WORK INSTRUCTION - Every line below from the one containing "When I now take" through the one containing "alansutherland: yes, the" must be transcribed exactly. Omit all lines outside that stretch.
*** Opening TASK DATA ***
PR #926, opened 2020-12-02
Homepage banner updated

alansutherland:
⚠️ Don't merge until after release v1.23.0


assets/scss/hero.scss
```diff
@@ -1,3 +1,27 @@
+.item-hero .user-buttons .btn {
```
alansutherland, line 1: I had to move this selector since stylelint was complaining about descending selectors
i.e. .item-hero .user-buttons .btn should come before .jumbotron.browse-jumbotron .container .card .btn

assets/scss/hero.scss
```diff
@@ -29,61 +53,85 @@
   }
 
   &.browse-jumbotron {
-    .container {
-      padding-bottom: 3rem;
+    margin-top: 2rem;
+    border-radius: 0.5rem;
+    overflow: hidden;
```
mirjamverloop, line 58: Is the overflow hidden neccassary? What is overflowing?

assets/scss/hero.scss
```diff
@@ -29,61 +53,85 @@
...
+    &:before {
+      display: none;
```
mirjamverloop, line 60: Is there a before?

assets/scss/hero.scss
```diff
@@ -29,61 +53,85 @@
...
-      display: block;
-      height: 0;
-      position: absolute;
-      right: 0;
-      width: 0;
-      z-index: 3;
+    .container {
+      .card {
+        margin: 1rem;
+        max-width: 37rem;
```
mirjamverloop, line 65: The card looks too large, it takes over 50% of the banner. Is that correct?

assets/scss/hero.scss
```diff
@@ -29,61 +53,85 @@
...
+        border: none;
+        color: $black;
+        .btn {
+          text-decoration: none;
+        }
```
mirjamverloop, line 70: The button has too much whitespace (top/bottom) compared to the design.

assets/scss/hero.scss
```diff
@@ -255,3 +232,33 @@
...
+      border-radius: 0;
+      .card {
+        margin: 0;
+        border-radius: 0;
+        h1 {
+          font-size: 1rem;
+        }
+        p, .btn {
+          font-size: 0.875rem;
+        }
```
mirjamverloop, line 260: There is a comment in Zeplin that says "On mobile the card should expand vertically from the top.
•	The image is always the same size / ratio." 

When I now take a look at the current implementation on mobile, an image would hardly be visible if there is a lot of text.

assets/scss/hero.scss
```diff
@@ -29,61 +53,85 @@
   }
 
   &.browse-jumbotron {
-    .container {
-      padding-bottom: 3rem;
+    margin-top: 2rem;
```
mirjamverloop, line 56: On smaller screens (anything between the mobile view of the header and desktop, like iPad portrait) the header is "clued" to the notification.

components/browse/HeroHeader.vue
```diff
@@ -0,0 +1,98 @@
+<template>
+  <div class="container hero-wrapper">
+    <b-jumbotron
+      :style="jumbotronStyle"
+      fluid
+      class="browse-jumbotron"
+      text-variant="white"
```
mirjamverloop, line 7: This seems kind of contradictory, as the text in the banner is black/grey. This only affects the i icon for attribution. So perhaps remove this here, and add the white color there. Seems more clear.

components/browse/HeroHeader.vue
```diff
@@ -0,0 +1,98 @@
...
+      data-qa="hero banner"
+      @click="toggleCite"
```
mirjamverloop, line 9: Is this here with a reason? 
As it opens the attribution no matter where you click on the hero banner.

pages/index.vue
```diff
@@ -95,7 +112,7 @@
 
     head() {
       return {
-        title: this.$pageHeadTitle(this.name),
+        title: this.$t('homepageTitle') + this.$pageHeadTitle(),
```
mirjamverloop, line 115: The $t('homepageTitle') seems missing in the language file.

mirjamverloop (changes requested):

pages/index.vue
lbiedinger: it shouldn't be coming from the translation file. It should be the one from 'this.name'

assets/scss/hero.scss
alansutherland: I've removed this

assets/scss/hero.scss
alansutherland: yes, the before is still used on jumbotron images on the exhibition, it adds a semi-transparent dark cover over images

assets/scss/hero.scss
alansutherland: ok I was using rem based on the design px but now I've limited to 50%

assets/scss/hero.scss
alansutherland: fixed

assets/scss/hero.scss
alansutherland: well the mobile image needed to be set at a fixed height since the image is the same one used on desktop, if it was larger/used % based width then we would see tiling effects as the image grew. If the h1/p text can be limited then we can avoid having the image hidden

assets/scss/hero.scss
alansutherland: ok fixed

components/browse/HeroHeader.vue
alansutherland: good point

components/browse/HeroHeader.vue
alansutherland: this was added back in summer as one of the acceptance criteria for the new citations, clicking outside of the citation should close it. It does of course have the reverse effect too of opening the citation if it's closed

pages/index.vue
alansutherland: ok fixed

components/browse/HeroHeader.vue
mirjamverloop: Ah yes, now I see that it is working similarly on exhibitions/blogs. 
What I find slightly annoying is that if you click the CTA button, you briefly see the attribution before going to the link.

alansutherland: yeah that is annoying, we could change it to something like `toggleCite ? !toggleCite : null`

mirjamverloop (approved):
*** Closing TASK DATA ***
OUTPUT OF THE EXERCISE -
When I now take a look at the current implementation on mobile, an image would hardly be visible if there is a lot of text.

assets/scss/hero.scss
```diff
@@ -29,61 +53,85 @@
   }
 
   &.browse-jumbotron {
-    .container {
-      padding-bottom: 3rem;
+    margin-top: 2rem;
```
mirjamverloop, line 56: On smaller screens (anything between the mobile view of the header and desktop, like iPad portrait) the header is "clued" to the notification.

components/browse/HeroHeader.vue
```diff
@@ -0,0 +1,98 @@
+<template>
+  <div class="container hero-wrapper">
+    <b-jumbotron
+      :style="jumbotronStyle"
+      fluid
+      class="browse-jumbotron"
+      text-variant="white"
```
mirjamverloop, line 7: This seems kind of contradictory, as the text in the banner is black/grey. This only affects the i icon for attribution. So perhaps remove this here, and add the white color there. Seems more clear.

components/browse/HeroHeader.vue
```diff
@@ -0,0 +1,98 @@
...
+      data-qa="hero banner"
+      @click="toggleCite"
```
mirjamverloop, line 9: Is this here with a reason? 
As it opens the attribution no matter where you click on the hero banner.

pages/index.vue
```diff
@@ -95,7 +112,7 @@
 
     head() {
       return {
-        title: this.$pageHeadTitle(this.name),
+        title: this.$t('homepageTitle') + this.$pageHeadTitle(),
```
mirjamverloop, line 115: The $t('homepageTitle') seems missing in the language file.

mirjamverloop (changes requested):

pages/index.vue
lbiedinger: it shouldn't be coming from the translation file. It should be the one from 'this.name'

assets/scss/hero.scss
alansutherland: I've removed this

assets/scss/hero.scss
alansutherland: yes, the before is still used on jumbotron images on the exhibition, it adds a semi-transparent dark cover over images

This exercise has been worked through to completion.